(INFORMATION SUPPLIED)
Issue #8566, opened 2023-07-25
One on one: organization picker


igorlesnenko:
<img width="562" alt="image" src="https://github.com/ParabolInc/parabol/assets/466991/1dac72bf-8978-4f56-83f0-490197b77756">

**AC:** 

- If email selected or selected user belongs to 2 or more my different orgs, show org selector.

[Designs](https://www.figma.com/file/Vc09AD3hxef2ypriihfK0T/Flow---ad-hoc-teams?type=design&node-id=0-1&mode=design&t=dU3K6kFeVzv8P33A-0)

PR #8712, opened 2023-08-22
chore(one-on-one): show organiation picker if can't determine org automatically

igorlesnenko:
Fixes: #8566

**How to test:**

- add `oneOnOne` org level feature flag
- Go to activity library and select one on one meeting
- Pick a user with whom you share only one common organization, start a meeting, see that the team is created or (reused) in the correct organization
- Select a user with whom you are together in two or more organizations. See that org picker appeared.
- Enter a custom email, see that org picker appeared
- Test that not one-on-one checkin is still working

image


nickoferrall:
Sorry @igorlesnenko, I won't be able to do a review tonight, and I'm away tomorrow for a week, so it's probably best to request a different reviewer on this one

packages/client/components/ActivityLibrary/ActivityDetailsSidebar.tsx
```diff
@@ -136,12 +147,27 @@ const ActivityDetailsSidebar = (props: Props) => {
...
+  const newOneOnOneTeamOrgId = manuallySelectedOrgId
+    ? manuallySelectedOrgId
+    : firstMutualOrgId ?? defaultOrgId
 
   const oneOnOneTeamInput = selectedUsers[0]
     ? {
         email: selectedUsers[0].email,
-        // TODO: always pick default orgId for now, this will be changed in next PRs
-        orgId: selectedTeam.orgId
+        orgId: newOneOnOneTeamOrgId
```
igorlesnenko, line 170: This PR introduces fully working version of one on one meeting.

Earlier I added `isOneOnOneTeam` flag here: https://github.com/ParabolInc/parabol/pull/8629/commits/f8a2d00188d7a91f183e38eb3e89f67c35bb289a

@tghanken Do we need to track any additional events?

tghanken: Can we add the `isOneOnOneTeam` property to the Segment events `New Team`, `Meeting Started`, `Meeting Joined`, and `Meeting Completed`?  I think that should cover it.

tghanken (changes requested):
Looks good once we add the property to Segment events.

packages/client/components/ActivityLibrary/ActivityDetailsSidebar.tsx
```diff
@@ -260,6 +286,29 @@ const ActivityDetailsSidebar = (props: Props) => {
...
+                  <Select
+                    onValueChange={(orgId) => setSelectedOrgId(orgId)}
+                    value={newOneOnOneTeamOrgId}
+                  >
+                    <SelectTrigger className='bg-white'>
+                      <SelectValue />
+                    </SelectTrigger>
+                    <SelectContent>
+                      <SelectGroup>
+                        {viewerOrganizations.map((org) => (
```
jmtaber129, line 302: -1 This should be `mutualOrgs`, no? Or if we want to allow users to create a team on an org the other user isn't a part of, we should _always_ show this org picker

packages/client/components/ActivityLibrary/ActivityDetailsSidebar.tsx
```diff
@@ -136,12 +147,27 @@ const ActivityDetailsSidebar = (props: Props) => {
...
+  const mutualOrgs = selectedUserOrganizationIds.filter((orgId) => viewerOrganizationIds.has(orgId))
+
+  const showOrgPicker = selectedUser && (mutualOrgs.length > 1 || !mutualOrgs.length)
+
+  const manuallySelectedOrgId = showOrgPicker && selectedOrgId !== '' && selectedOrgId
+  const firstMutualOrgId = mutualOrgs[0]
+  const defaultOrgId = selectedTeam.orgId
+  const newOneOnOneTeamOrgId = manuallySelectedOrgId
+    ? manuallySelectedOrgId
+    : firstMutualOrgId ?? defaultOrgId
```
jmtaber129, line 165: -1 This logic is a bit dense, and I think there's some opportunity to simplify here. Here's a general approach that I'd recommend:
* Determine the default org ID (that is, `mutualOrgsIds[0] ?? selectedTeam.orgId`) and use that as initial state for `selectedOrgId`
* When mutual orgs change, determine a new default `selectedOrgId` iff the current `selectedOrgId` is _not_ in the new mutual orgs array

This way, `selectedOrgId` is clearly the single source of truth for which org is currently selected, and we still update it automatically if it needs to be changed.

packages/client/components/ActivityLibrary/ActivityDetailsSidebar.tsx
```diff
@@ -136,12 +147,27 @@ const ActivityDetailsSidebar = (props: Props) => {
   } = useDialogState()
 
   const [selectedUsers, setSelectedUsers] = React.useState<Option[]>([])
+  const selectedUser = selectedUsers[0]
+  const {organizations: viewerOrganizations} = viewer
+
+  const viewerOrganizationIds = new Set(viewerOrganizations.map((org) => org.id))
+
+  const selectedUserOrganizationIds = selectedUser?.organizationIds ?? []
+  const mutualOrgs = selectedUserOrganizationIds.filter((orgId) => viewerOrganizationIds.has(orgId))
```
jmtaber129, line 156: +1 `mutualOrgs` here is actually `mutualOrgIds`, but I'd actually suggest you refactor this so that this holds org objects, rather than just renaming:
```suggestion
  const selectedUserOrganizationIds = new Set(selectedUser?.organizationIds ?? [])
  const mutualOrgs = viewerOrganizations.filter((orgId) => selectedUserOrganizationIds.has(orgId))
```

jmtaber129 (changes requested):
I left a comment in-line, but it's a little unclear what the desired behavior is w.r.t. which orgs can be used to create an ad-hoc team with another user - should it always be on a mutual org if one exists? do we want to allow creation on non-mutual orgs? what about users being invited by email?

Once this is clear, it'll be easier for me to identify what changes may be needed to get this merged.

packages/client/components/ActivityLibrary/ActivityDetailsSidebar.tsx
igorlesnenko: @tghanken added ✅

tghanken (approved):

igorlesnenko:
@jmtaber129 The approach is the following:
- If you enter a custom email, we allow to select any org 
- If you select a user with more than 1 mutual org, you should select one of the mutual orgs (fixed it)
- If you only have 1 mutual org, we don't show an org picker, and that org will be selected automatically

packages/client/components/ActivityLibrary/ActivityDetailsSidebar.tsx
```diff
@@ -131,12 +141,27 @@ const ActivityDetailsSidebar = (props: Props) => {
...
 
   const [selectedUsers, setSelectedUsers] = React.useState<Option[]>([])
+  const selectedUser = selectedUsers[0]
+  const {organizations: viewerOrganizations} = viewer
+
+  const selectedUserOrganizationIds = new Set(selectedUser?.organizationIds ?? [])
+  const mutualOrgs = viewerOrganizations.filter((org) => selectedUserOrganizationIds.has(org.id))
+  const mutualOrgsIds = mutualOrgs.map((org) => org.id)
+
+  const showOrgPicker = selectedUser && (mutualOrgs.length > 1 || !mutualOrgs.length)
```
jmtaber129, line 151: +1 Simplify to `selectedUser && mutualOrgs.length !== 1`.

packages/client/components/ActivityLibrary/ActivityDetailsSidebar.tsx
```diff
@@ -250,6 +275,30 @@ const ActivityDetailsSidebar = (props: Props) => {
...
+                  <Select onValueChange={(orgId) => setSelectedOrgId(orgId)} value={selectedOrgId}>
+                    <SelectTrigger className='bg-white'>
+                      <SelectValue />
+                    </SelectTrigger>
+                    <SelectContent>
+                      <SelectGroup>
+                        {viewerOrganizations
+                          .filter((org) =>
+                            mutualOrgsIds.length ? mutualOrgsIds.includes(org.id) : true
+                          )
```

(TASK STATEMENT)
Print each record word for word.

(EXPECTED ANSWER)
Issue #8566, opened 2023-07-25
One on one: organization picker


igorlesnenko:
<img width="562" alt="image" src="https://github.com/ParabolInc/parabol/assets/466991/1dac72bf-8978-4f56-83f0-490197b77756">

**AC:** 

- If email selected or selected user belongs to 2 or more my different orgs, show org selector.

[Designs](https://www.figma.com/file/Vc09AD3hxef2ypriihfK0T/Flow---ad-hoc-teams?type=design&node-id=0-1&mode=design&t=dU3K6kFeVzv8P33A-0)

PR #8712, opened 2023-08-22
chore(one-on-one): show organiation picker if can't determine org automatically

igorlesnenko:
Fixes: #8566

**How to test:**

- add `oneOnOne` org level feature flag
- Go to activity library and select one on one meeting
- Pick a user with whom you share only one common organization, start a meeting, see that the team is created or (reused) in the correct organization
- Select a user with whom you are together in two or more organizations. See that org picker appeared.
- Enter a custom email, see that org picker appeared
- Test that not one-on-one checkin is still working

image


nickoferrall:
Sorry @igorlesnenko, I won't be able to do a review tonight, and I'm away tomorrow for a week, so it's probably best to request a different reviewer on this one

packages/client/components/ActivityLibrary/ActivityDetailsSidebar.tsx
```diff
@@ -136,12 +147,27 @@ const ActivityDetailsSidebar = (props: Props) => {
...
+  const newOneOnOneTeamOrgId = manuallySelectedOrgId
+    ? manuallySelectedOrgId
+    : firstMutualOrgId ?? defaultOrgId
 
   const oneOnOneTeamInput = selectedUsers[0]
     ? {
         email: selectedUsers[0].email,
-        // TODO: always pick default orgId for now, this will be changed in next PRs
-        orgId: selectedTeam.orgId
+        orgId: newOneOnOneTeamOrgId
```
igorlesnenko, line 170: This PR introduces fully working version of one on one meeting.

Earlier I added `isOneOnOneTeam` flag here: https://github.com/ParabolInc/parabol/pull/8629/commits/f8a2d00188d7a91f183e38eb3e89f67c35bb289a

@tghanken Do we need to track any additional events?

tghanken: Can we add the `isOneOnOneTeam` property to the Segment events `New Team`, `Meeting Started`, `Meeting Joined`, and `Meeting Completed`?  I think that should cover it.

tghanken (changes requested):
Looks good once we add the property to Segment events.

packages/client/components/ActivityLibrary/ActivityDetailsSidebar.tsx
```diff
@@ -260,6 +286,29 @@ const ActivityDetailsSidebar = (props: Props) => {
...
+                  <Select
+                    onValueChange={(orgId) => setSelectedOrgId(orgId)}
+                    value={newOneOnOneTeamOrgId}
+                  >
+                    <SelectTrigger className='bg-white'>
+                      <SelectValue />
+                    </SelectTrigger>
+                    <SelectContent>
+                      <SelectGroup>
+                        {viewerOrganizations.map((org) => (
```
jmtaber129, line 302: -1 This should be `mutualOrgs`, no? Or if we want to allow users to create a team on an org the other user isn't a part of, we should _always_ show this org picker

packages/client/components/ActivityLibrary/ActivityDetailsSidebar.tsx
```diff
@@ -136,12 +147,27 @@ const ActivityDetailsSidebar = (props: Props) => {
...
+  const mutualOrgs = selectedUserOrganizationIds.filter((orgId) => viewerOrganizationIds.has(orgId))
+
+  const showOrgPicker = selectedUser && (mutualOrgs.length > 1 || !mutualOrgs.length)
+
+  const manuallySelectedOrgId = showOrgPicker && selectedOrgId !== '' && selectedOrgId
+  const firstMutualOrgId = mutualOrgs[0]
+  const defaultOrgId = selectedTeam.orgId
+  const newOneOnOneTeamOrgId = manuallySelectedOrgId
+    ? manuallySelectedOrgId
+    : firstMutualOrgId ?? defaultOrgId
```
jmtaber129, line 165: -1 This logic is a bit dense, and I think there's some opportunity to simplify here. Here's a general approach that I'd recommend:
* Determine the default org ID (that is, `mutualOrgsIds[0] ?? selectedTeam.orgId`) and use that as initial state for `selectedOrgId`
* When mutual orgs change, determine a new default `selectedOrgId` iff the current `selectedOrgId` is _not_ in the new mutual orgs array

This way, `selectedOrgId` is clearly the single source of truth for which org is currently selected, and we still update it automatically if it needs to be changed.

packages/client/components/ActivityLibrary/ActivityDetailsSidebar.tsx
```diff
@@ -136,12 +147,27 @@ const ActivityDetailsSidebar = (props: Props) => {
   } = useDialogState()
 
   const [selectedUsers, setSelectedUsers] = React.useState<Option[]>([])
+  const selectedUser = selectedUsers[0]
+  const {organizations: viewerOrganizations} = viewer
+
+  const viewerOrganizationIds = new Set(viewerOrganizations.map((org) => org.id))
+
+  const selectedUserOrganizationIds = selectedUser?.organizationIds ?? []
+  const mutualOrgs = selectedUserOrganizationIds.filter((orgId) => viewerOrganizationIds.has(orgId))
```
jmtaber129, line 156: +1 `mutualOrgs` here is actually `mutualOrgIds`, but I'd actually suggest you refactor this so that this holds org objects, rather than just renaming:
```suggestion
  const selectedUserOrganizationIds = new Set(selectedUser?.organizationIds ?? [])
  const mutualOrgs = viewerOrganizations.filter((orgId) => selectedUserOrganizationIds.has(orgId))
```

jmtaber129 (changes requested):
I left a comment in-line, but it's a little unclear what the desired behavior is w.r.t. which orgs can be used to create an ad-hoc team with another user - should it always be on a mutual org if one exists? do we want to allow creation on non-mutual orgs? what about users being invited by email?

Once this is clear, it'll be easier for me to identify what changes may be needed to get this merged.

packages/client/components/ActivityLibrary/ActivityDetailsSidebar.tsx
igorlesnenko: @tghanken added ✅

tghanken (approved):

igorlesnenko:
@jmtaber129 The approach is the following:
- If you enter a custom email, we allow to select any org 
- If you select a user with more than 1 mutual org, you should select one of the mutual orgs (fixed it)
- If you only have 1 mutual org, we don't show an org picker, and that org will be selected automatically

packages/client/components/ActivityLibrary/ActivityDetailsSidebar.tsx
```diff
@@ -131,12 +141,27 @@ const ActivityDetailsSidebar = (props: Props) => {
...
 
   const [selectedUsers, setSelectedUsers] = React.useState<Option[]>([])
+  const selectedUser = selectedUsers[0]
+  const {organizations: viewerOrganizations} = viewer
+
+  const selectedUserOrganizationIds = new Set(selectedUser?.organizationIds ?? [])
+  const mutualOrgs = viewerOrganizations.filter((org) => selectedUserOrganizationIds.has(org.id))
+  const mutualOrgsIds = mutualOrgs.map((org) => org.id)
+
+  const showOrgPicker = selectedUser && (mutualOrgs.length > 1 || !mutualOrgs.length)
```
jmtaber129, line 151: +1 Simplify to `selectedUser && mutualOrgs.length !== 1`.

packages/client/components/ActivityLibrary/ActivityDetailsSidebar.tsx
```diff
@@ -250,6 +275,30 @@ const ActivityDetailsSidebar = (props: Props) => {
...
+                  <Select onValueChange={(orgId) => setSelectedOrgId(orgId)} value={selectedOrgId}>
+                    <SelectTrigger className='bg-white'>
+                      <SelectValue />
+                    </SelectTrigger>
+                    <SelectContent>
+                      <SelectGroup>
+                        {viewerOrganizations
+                          .filter((org) =>
+                            mutualOrgsIds.length ? mutualOrgsIds.includes(org.id) : true
+                          )
```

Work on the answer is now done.